Quelques jours avant la vente, cette estampe intitulée "Le Pêcheur d’Ostende" est montrée au public, sans vraiment retenir son attention : présentée dans un passe-partout épais, jauni, dans un cadre endommagé, la petite gravure n’a pas vraiment bonne mine. Mais l’expert de la Bibliothèque soupçonne qu’il s’agit vraisemblablement d’une édition originale — ce qu’on appelle un "premier état" — d’un autoportrait de James Ensor, et s’en empare.

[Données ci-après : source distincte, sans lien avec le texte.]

Issue #127, opened 2021-01-11
Website: dark mode


strager:
Create a dark mode theme for the website.

LeeWannacott:
Could possibly try using: https://www.npmjs.com/package/darkmode-js

strager:
> Could possibly use this library: https://www.npmjs.com/package/darkmode-js

A configuration widget sounds like overkill for a basic webpage like quicklintjs.com.

I'd prefer a modest sprinkle of [`prefers-color-scheme`](https://developer.mozilla.org/en-us/docs/Web/CSS/@media/prefers-color-scheme).

LeeWannacott:
I didn't know that existed, I should read over the MDN Web Docs to become aware of what exists. 

I can have a go at implementing this challenging issue if you wish.

strager:
> I can have a go at implementing this challenging issue if you wish.

Sure, you may hack on this task.

strager:
Deployed dark mode at commit b9451e223fb30fb0e271a44732e39a317754ffcc (https://github.com/quick-lint/quick-lint-js/actions/runs/598272894).

PR #146, opened 2021-01-29
Website: dark mode #127

LeeWannacott:
I basically went with a solarized dark theme like in GNOME Terminal. The apple logo is coloured(colored for american's) white by using filter to invert the colour; probably not the best implementation. I might write a script that can change fill from SVG files sounds like a good little project...

Let me know if you want changes. Cheers.


strager:
Style opinions about dark mode:
* The background colors for the feature table and the installation comparison table are too bright. Darken them.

James Ensor, peintre expressionniste déterminant dans l’avant-garde artistique belge, avait gravé cet autoportrait à la pointe sèche sur une plaque de cuivre. Au bord d’une plage, il s’est représenté "comme un vagabond en tenue hivernale" : un bonnet vissé sur la tête et un gros manteau sur les épaules. Dans sa main gauche, il tient un grand panier de pêcheur et son regard est dirigé vers le spectateur.

Après plusieurs comparaisons avec d’autres reproductions de cette même gravure, il s’est avéré qu’il s’agissait bien de la toute première édition : les autres estampes "font preuve d’une intervention approfondie sur la plaque par l’artiste lui-même", explique la Bibliothèque dans un communiqué, "le ‘deuxième état’ comprend, notamment, des parties ombrées supplémentaires".

Mais ce n’est pas tout : en débarrassant le papier des détériorations du temps, la restauratrice a fait une belle découverte. Au dos de l’estampe, est inscrit à la main "Madame Emma Lambotte, 28 Rue Louise, Anvers”.

L’estampe a donc été réalisée sur une carte postale, destinée à une écrivaine et peintre liégeoise. À la rareté de l’œuvre s’additionne une "dimension personnelle, voire intime ", d’après Maarten Bassens, chercheur auprès du Cabinet des Estampes de la Bibliothèque Royale de Belgique.

Selon les recherches, Emma Lambotte aurait joué un rôle important dans la carrière artistique de James Ensor en assurant directement et indirectement le développement et la promotion de son art.